Work order:
Could you repeat every record exactly as it appears?

[Collected data]
◇ ◇ ◇

PR #799, opened 2024-08-09
[wip] use API to generate EPs and remove OCM

makslion:
Use a new API from `dns-operator` and remove all multicluster stuff

PR #882, opened 2024-09-27
[WIP] update integration tests

maksymvavilov:
Since we are no longer generating endpoints here in this PR I am:
1. Removing validation of the endpoints (checking only for their presence) 
2. Merging two test files reducing total amount of tests run against the dnspolicy controller 

It is a follow up on the #799


maksymvavilov:
won't do. We want those tests kept

PR #883, opened 2024-09-27
ADD: Watch limitador CR on cluster

Boomatang:
Adds a watch for the limitador CR on the cluster. This watches all limitador CRDs across the cluster. Later this will be filtered down to be more focused based of labels or owner reference. Owner reference filtering is still to be explored.

Linking function adds the only expected limitador CR into the topology based on the hard-coded name for that CR.

### DIFF
--- a/api/v1beta1/topology.go
+++ b/api/v1beta1/topology.go
@@ -1,6 +1,7 @@
 package v1beta1
 
 import (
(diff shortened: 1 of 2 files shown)


KevFan (approved):
Looks good to me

◇ ◇ ◇

Exercise result:
PR #799, opened 2024-08-09
[wip] use API to generate EPs and remove OCM

makslion:
Use a new API from `dns-operator` and remove all multicluster stuff

PR #882, opened 2024-09-27
[WIP] update integration tests

maksymvavilov:
Since we are no longer generating endpoints here in this PR I am:
1. Removing validation of the endpoints (checking only for their presence) 
2. Merging two test files reducing total amount of tests run against the dnspolicy controller 

It is a follow up on the #799


maksymvavilov:
won't do. We want those tests kept

PR #883, opened 2024-09-27
ADD: Watch limitador CR on cluster

Boomatang:
Adds a watch for the limitador CR on the cluster. This watches all limitador CRDs across the cluster. Later this will be filtered down to be more focused based of labels or owner reference. Owner reference filtering is still to be explored.

Linking function adds the only expected limitador CR into the topology based on the hard-coded name for that CR.

### DIFF
--- a/api/v1beta1/topology.go
+++ b/api/v1beta1/topology.go
@@ -1,6 +1,7 @@
 package v1beta1
 
 import (
(diff shortened: 1 of 2 files shown)


KevFan (approved):
Looks good to me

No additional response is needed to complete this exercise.